Graeme Davison is Emeritus Professor of History at Monash University. He has written widely on Australian History, especially the history of cities. Among his publications are The Rise and Fall of Marvellous Melbourne (1978 and 2004), The Unforgiving Minute (1994), The Use and Abuse of Australian Cities (2000), Car Wars (2004), University Unlimited: The Monash Story (2012) and, as an editor, The Oxford Companion to Australian History (1998) and Yesterday’s Tomorrows (2005) (with Kimberley Webber). He has held visiting appointments at Harvard, Edinburgh, King’s College London, the Australian National University and Tübingen, is a fellow of the Academies of Humanities and Social Sciences, and was made an Officer in the Order of Australia in 2011.
Race and the Constitution
Race is written into Australia’s constitutional DNA. More than a century ago, the framers drafted a Constitution to enable discrimination between different races in voting, jobs and housing.
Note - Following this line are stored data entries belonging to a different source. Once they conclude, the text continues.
Issue #3211, opened 2021-09-10
The httpd conf parser "_HttpdConf" failed to parse some file


huali027:
For one httpd conf file, it contains the following line:
```
RequestHeader set SSL_CLIENT_S_DN ""
RequestHeader set SSL_CLIENT_CERT ""
RequestHeader set SSL_CLIENT_VERIFY ""
```

And the parser failed to parse it with error:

This forms the backdrop against which current attempts to recognise Aboriginal peoples in the Constitution must be read. This talk will examine the place of race in Australia’s Constitution, and what this means for contemporary debates
George Williams AO is one of Australia’s leading constitutional lawyers and public commentators. He is a professor of law at the University of New South Wales, and has written and edited 28 books, including People Power: The History and Future of the Referendum in Australia. He has appeared as a barrister in the High Court of Australia in some of the most important constitutional law cases of the last two decades, and has also been appointed to a number of public inquiries. He is a well-known media commentator on legal issues as a columnist for the Sydney Morning Herald.